WORK REQUIRED -
From the entries that follow, report every line in which "failing" occurs.

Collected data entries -
Issue #3175, opened 2018-08-27
calling pixelDensity() with no args messes with graphic context (calls thereafter behave incorrect)


vogtadi:
#### Nature of issue?

- [X] Found a bug
- [ ] Existing feature enhancement
- [ ] New feature request

#### Most appropriate sub-area of p5.js?

- [ ] Color
- [ ] Core/Environment/Rendering
- [ ] Data
- [ ] Events
- [X] Image
- [ ] IO
- [ ] Math
- [ ] Typography
- [ ] Utilities
- [ ] WebGL
- [ ] Other (specify if possible)

#### Which platform were you using when you encountered this?

- [ ] Mobile/Tablet (touch devices)
- [X] Desktop/Laptop
- [ ] Others (specify if possible)

#### Details about the bug: 

- p5.js version: 0.7.1
- Web browser and version: Chrome Version 68.0.3440.106 (Official Build) (64-bit)
- Operating System: MacOSX 10.13.6
- Steps to reproduce this:
As an example, use code in https://p5js.org/reference/#/p5/createGraphics 
add a "var d = pd.pixelDensity();" before the last line
-> circle in example gets scaled
-> expected result:
  - calling pixelDensity without any arguments only READS the parameter

#### Workaround

use the property _pixelDensity instead the function pixelDensity() for reading until this issue has been fixed.

lmccart:
fixed with #3176

PR #3176, opened 2018-08-27
remove side-effect from pixelDensity() when calling the function as read-only

vogtadi:
fixes issue #3175

the function did unconditionally resize the canvas, which has the side effect of clearing it. Calling pixelDensity() as a read-only function should **not** modify the state, i.e. the graphic or anything else.


src/core/environment.js
```diff
@@ -537,10 +537,12 @@ p5.prototype.pixelDensity = function(val) {
       this._pixelsDirty = true;
     }
     returnValue = this;
+    this.resizeCanvas(this.width, this.height, true); // as a side effect, it will clear the canvas
   } else {
     returnValue = this._pixelDensity;
   }
-  this.resizeCanvas(this.width, this.height, true);
+  // not resizing the canvas if we only read the pixelDensity
+  // -> fixes issue #3175
```
lmccart: these two comment lines above can be removed

vogtadi: Agreed. I did only include the manual tests for easier integration of the pull request, so the integrator has some context.

lmccart:
this is great, thank you!

PR #3195, opened 2018-09-08
p5.sound 0.3.9

therewasaguy:
- add `save` and `getBlob` methods to SoundFile
- improve AudioIn documentation
- fix Synth velocity range to prevent clipping/distortion, master limiter has -3 threshold and sharp knee


Spongman:
the tests don't pass on this branch. now those breakages are in master...

PR #3197, opened 2018-09-09
fix webgl get() & RendererGL test

### LINKED ISSUE #3196: webgl: RendererGL test is broken
in master right now, if you run `npm run dev`, and navigate to `/test/test.html` with the debugger console open, you'll see an `Error` thrown when the RendererGL test starts to run. this error isn't caught by the test framework (because it's thrown during the suite setup phase) and so that test suite doesn't run at all.

Spongman:
closes #3196:
- fixes the RendererGL test, the third test of which fails, requiring the following fixes:
- moves `p5.Renderer2D.get()` code to `p5.Renderer` base class (since it's shared, removes the need for funky `p5.RendererGL.get` implementation.
- adds new virtual `p5.Renderer.readPixel` implementation of fetching a single pixel, implements this differently for 2D & GL.


src/core/p5.Renderer.js
```diff
@@ -109,6 +109,94 @@ p5.Renderer.prototype.resize = function(w, h) {
   }
 };
 
+/**
```
Spongman: this is mostly a verbatim copy from p5.Renderer2D.get, except the `instanceof` check is gone, and the `readPixel` call is used instead.

src/core/p5.Renderer.js
```diff
@@ -109,6 +109,94 @@ p5.Renderer.prototype.resize = function(w, h) {
...
+
+  // round down to get integer numbers
+  x = Math.floor(x);
+  y = Math.floor(y);
+  w = Math.floor(w);
+  h = Math.floor(h);
+
+  var sx = x * pd;
+  var sy = y * pd;
+  if (w === 1 && h === 1) {
```
Spongman: no more `instanceof` check

src/core/p5.Renderer.js
```diff
@@ -109,6 +109,94 @@ p5.Renderer.prototype.resize = function(w, h) {
...
+    var imageData, index;
+    if (ctx._pixelsDirty) {
+      imageData = this.readPixel(sx, sy);
```
Spongman: moves single-pixel reading to virtual `readPixel` method

test/unit/webgl/p5.RendererGL.js
```diff
@@ -74,22 +75,26 @@ suite('p5.RendererGL', function() {
   });
 
   suite('get()', function() {
-    myp5.createCanvas(100, 100, myp5.WEBGL);
```
Spongman: it's not valid to use `myp5` here, has to be done inside the tests themselves

Spongman:
i'm not sure your patch is valid. for example, there are other places where `p5.RendererGL.prototype.get` is called (eg MediaElement), and the behavior of that method has now changed.

PR #3201, opened 2018-09-10
travis: test on node 8 and 10

nikolas:
I think now it's pretty much the norm to test on the two main node.js branches like this, which are currently 8.x and 10.x.

### DIFF
--- a/.travis.yml
+++ b/.travis.yml
@@ -1,6 +1,7 @@
 language: node_js
 node_js:
-  - "8.9"
+  - "8"
+  - "10"
 addons:
   chrome: stable
 install: npm install


Spongman:
I think it may be worth backing this one out temporarily until Travis fixes the issues it’s having with builds randomly failing without reason. Building twice per commit nearly doubles the chance of build failures.

lmccart:
perhaps we just test node 10 then?

Spongman:
i think that might be best for now. i'd really like to find out why the travis builds are randomly failing, but from a cursory glance it looks like many others are having similar issues and it doesn't seem to be a priority for the travis devs :(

TASK OUTPUT -
I think it may be worth backing this one out temporarily until Travis fixes the issues it’s having with builds randomly failing without reason. Building twice per commit nearly doubles the chance of build failures.
i think that might be best for now. i'd really like to find out why the travis builds are randomly failing, but from a cursory glance it looks like many others are having similar issues and it doesn't seem to be a priority for the travis devs :(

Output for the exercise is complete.